With generic or stock content, it might be enough to say that an image contains a “man” and a “tractor,” perhaps throwing in the tag “green” to describe the tractor. But if your business is building green tractors, “green tractor” won’t likely be descriptive enough to suit the needs of your users.

For example, terms that describe a tractor’s purpose, engine horsepower or lift capacity would be common search criteria, but no automated service is likely to be able to provide these values.

You could decide to add these tags manually, but then you have to factor in the value of the core automated service. Did it save much manual effort? Did it introduce errors that had to be corrected by a human?

Approval workflows are common during content production, but they are rarely used for metadata editing. While everyone has an opinion about the way an image looks, people usually assume someone else will be able to tag it adequately.

But to ensure metadata accuracy across your content system, you must have some means for verifying (and potentially overriding) any automated metadata service, such as auto-tagging.
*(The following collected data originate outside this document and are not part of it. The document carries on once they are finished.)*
PR #1445, opened 2021-09-15
Shuffle sync order

wzshiming:


rhatdan:
Please improve your PR description.

mtrmac:
Yeah, this feels like some kind of partial attempt to run the sync process in parallel, invoking separate `skopeo sync` processes that are unaware of each other.

I guess we can move `skopeo sync` in that direction if there is interest, but it seems much closer to a correct/well-controlled process to have a single Go process spawn off Goroutines, and assign work to _reliably_ avoid re-copying exactly the same repo. (Doing that in a _fully optimized_ way, only copying a particular layer once, even across images, does seem like a stretch with the current c/image/copy .) That would work better than unexpected randomness just to decrease, not eliminate, inefficiency when invoked by a shell script (which would everyone still have to write and maintain).

cmd/skopeo/sync.go
```diff
@@ -417,6 +418,15 @@ func imagesToCopyFromRegistry(registryName string, cfg registrySyncConfig, sourc
 // encountered.
 func imagesToCopy(source string, transport string, sourceCtx *types.SystemContext) ([]repoDescriptor, error) {
 	var descriptors []repoDescriptor
+	defer func() {
```
mtrmac, line 421: (I also don’t think using `defer` is helpful for understanding the code structure in this case, but that’s a side point when the whole idea currently seems problematic.)

wzshiming:
@mtrmac


> Yeah, this feels like some kind of partial attempt to run the sync process in parallel, invoking separate skopeo sync processes that are unaware of each other.

Yeah, I use `Github Action` to synchronize some images periodically, so **I think this patch is still necessary**
https://github.com/mirrorshub/cr/blob/main/.github/workflows/sync.yml


---

> I guess we can move skopeo sync in that direction if there is interest, but it seems much closer to a correct/well-controlled process to have a single Go process spawn off Goroutines, and assign work to reliably avoid re-copying exactly the same repo. 

I agree to use goroutines to perform synchronization in one process at the same time. But how to display the synchronization log is more friendly, I think it is worth discussing.  may I send a new PR to work on this 

---

> (Doing that in a fully optimized way, only copying a particular layer once, even across images, does seem like a stretch with the current c/image/copy .) That would work better than unexpected randomness just to decrease, not eliminate, inefficiency when invoked by a shell script (which would everyone still have to write and maintain).

https://github.com/containers/skopeo/blob/177443f47d2a0f2f0e5223cb3c8eecb1ad9b7e83/vendor/github.com/containers/image/v5/docker/docker_image_dest.go#L214-L238
There is already logic to avoid repeated uploading of layers

rhatdan:
@vrothberg has a PR or Issue about supporting parallell pulls at the same time, where only one process moves forward, where as the others wait.  But that has never moved up the priority list.

mtrmac:
> Yeah, I use `Github Action` to synchronize some images periodically, multiple actions are uploading the same blob, so **I think this patch is still necessary**

For what reason exactly? How does the existing code fail? Is it just that there are multiple concurrent attempts to upload the same blob, which works but is wasteful?

My naive reading of the above is that the GitHub action is running so frequently / there is such a large blob, that uploading a single blob takes longer than the frequency of the GitHub action; in that case, it seems reasonable to just decrease the frequency, because no matter what else happens, the sync has the long single-blob upload on a critical path, which seems to run into Amdahl’s law.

Ideally, any erroneous tags users remove, along with new ones they add, will be fed back to the auto-tagging service to help it “learn.” This not only enables the service to become more valuable for use with your specific content, it can prevent the same wrong tags from being assigned in the future, which will save your users time.

If your system can flag content that has been auto-tagged, this might be all you need. A metadata editor finds the auto-tagged content, checks the tags for accuracy, makes changes as needed, and marks the record “verified,” or some other status that lets users know they can rely on the metadata therein.
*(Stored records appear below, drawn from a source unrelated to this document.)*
PR #1450, opened 2021-09-17
[release-1.3] Cirrus: Disable OSX task

cevich:
Release-branches infrequently change, but the OSX VM images constantly
change.  Disable this test to avoid encountering flakes.

### DIFF
--- a/.cirrus.yml
+++ b/.cirrus.yml
@@ -65,6 +65,7 @@ validate_task:
 
 
 cross_task:
+    only_if: 1 == 0
     macos_instance:
         image: catalina-xcode
     setup_script: |


lsm5:
@mtrmac @vrothberg do we need to update 1.3 branch at all ?

.cirrus.yml
```diff
@@ -65,6 +65,7 @@ validate_task:
 
 
 cross_task:
+    only_if: $CI != $CI
```
mtrmac, line 68: Is this intended to mean `false`, or is it something more subtle?

mtrmac:
> @mtrmac @vrothberg do we need to update 1.3 branch at all ?

That’s a good question. There’s probably a mapping of maintained RPM releases vs. upstream release branches somewhere, but I don’t know where that is.

.cirrus.yml
cevich: -sigh- no, I asked them about this a very long time ago.  Cirrus-CI cannot spell `false` :cry: 

If it's any clearer, we could do something like `only_if: 0 == 1`

cevich:
> There’s probably a mapping of maintained RPM releases

So long as those RPMs are outside of any support commitments, they will never need to be built again.  Since the solution to any problems is: upgrade to a newer version.  Unf. I'm also unaware of where/how/who uses this branch downstream :confused: 

Maybe @TomSweeneyRedHat or @lsm5 knows?  

Ref: In podman-CI-land, we essentially have three branch/CI states:
* Fully active and supported downstream packages and/or lots of code churn:  Fully active CI Testing
* Still supported packages, but almost zero / very low code churn: Partially active CI, check the code compiles and skip all actual testing.
* Fully dead/unsupported and zero code changes: Fully disabled/inactivated CI.  Nothing runs.

.cirrus.yml
mtrmac: \*shrug\* this works fine. I’m probably going to forget and keep asking anyway (it’s quite possible that I have asked about this sometime in the past, at least once, already).

It might be worth a comment, in principle, but this is a backport from `main`, so being consistent with the condition already there is at least as important, and this discussion already serves as a record.

rhatdan:
LGTM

Another time saver can be using a tagging service to subgroup content that a human subject matter expert (SME) can then describe further. For example, while the tagging service might not be able to identify specific product variations, it can likely tell the difference between your tractors and your lawn mowers. By doing some high-level categorization, you can assign each subgroup to the appropriate product manager or other SME for further details.

As a rule, the more generic your content or tagging requirements are, the more value you can derive from an auto-tagging service. In addition, the larger your collections, the more enticing such a service might be.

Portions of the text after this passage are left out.